WORK TO COMPLETE » Write out, character for character, the line containing "Not sure if" and all lines after it up to the end of the listing.
PROVIDED DATA Block Start
PR #1396, opened 2024-11-12
Delete meson build

dtolnay:
I might be interested to give Meson another try in a couple years. For now, I do not get the impression that Meson's Rust support is mature enough to be worth maintaining in this repo, nor does Meson overall have any compelling advantage over a Buck2 build for my uses.


zeenix:
> nor does Meson overall have any compelling advantage over a Buck2 build for my uses.

Last I checked, Buck2 doesn't even try to compete in the same space as Meson (Linux systems programming) and hence misses essential features that Meson users take for granted (e.g installation of auxiliary data in the right paths, uninstall commands etc). These features are also important for Linux distribution packagers. There is a very good reason nobody ever even considers Buck2 in this space. Systemd, various Linux system services, GNOME and (afaik) KDE projects all use Meson (if they've ported away from autotools, which most of them have).

> For now, I do not get the impression that Meson's Rust support is mature enough

Unfortunately Meson maintainer is not fond of Cargo (and he does have some good points there) and it's been years since it even got to the stage we're at now. However, moves like this further alienates the Linux systems programming crowd and makes Rust an even harder sell than it already is.

WavyEbuilder:
Is there any criteria you're looking for regarding having upstream meson support in cxx? It's a shame to see meson go, and I'm wondering if there is anything specific that would bee needed or wanted to see meson support added upstream again. Personally, I'd go down the route of trying to not use build.rs with meson (as if upstream was to give meson support I don't really see the reasoning as to using build.rs, it's a bit messy using a Cargo build concept with... any other build system) - as noted above, a lot of Linux desktop projects use meson so it'd be something useful to have.

Not sure if this is worth mentioning, but I intend to redo the meson support (and maintain a meson.build outside of upstream, without attempting to use the build.rs and Cargo build support provided by the repo) for cxx myself at some point, so I thought it might be best to first see upstream's position for any changes in meson itself that might be desired before proceeding.

Thanks

dtolnay:
> I don't really see the reasoning as to using build.rs, it's a bit messy using a Cargo build concept with... any other build system

On the contrary, it is not messy with Buck or Bazel. From what I have seen, it is messy (I would use a worse word) with Meson only. A compiled executable that generates additional build flags for a different compiler invocation is a core competency for a build system that Meson has deliberately abdicated -- I recall there was an issue or PR that was rejected as being opposed to Meson's principles. I think someone motivated could happily use Rust with Meson, but only without crates.io packages. For cxx there are crates.io packages which are necessary.

WavyEbuilder:
Alright, understood. I appreciate your time, thanks again.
PROVIDED DATA Block End
RESPONSE TO THIS TASK »
Not sure if this is worth mentioning, but I intend to redo the meson support (and maintain a meson.build outside of upstream, without attempting to use the build.rs and Cargo build support provided by the repo) for cxx myself at some point, so I thought it might be best to first see upstream's position for any changes in meson itself that might be desired before proceeding.

Thanks

dtolnay:
> I don't really see the reasoning as to using build.rs, it's a bit messy using a Cargo build concept with... any other build system

On the contrary, it is not messy with Buck or Bazel. From what I have seen, it is messy (I would use a worse word) with Meson only. A compiled executable that generates additional build flags for a different compiler invocation is a core competency for a build system that Meson has deliberately abdicated -- I recall there was an issue or PR that was rejected as being opposed to Meson's principles. I think someone motivated could happily use Rust with Meson, but only without crates.io packages. For cxx there are crates.io packages which are necessary.

WavyEbuilder:
Alright, understood. I appreciate your time, thanks again.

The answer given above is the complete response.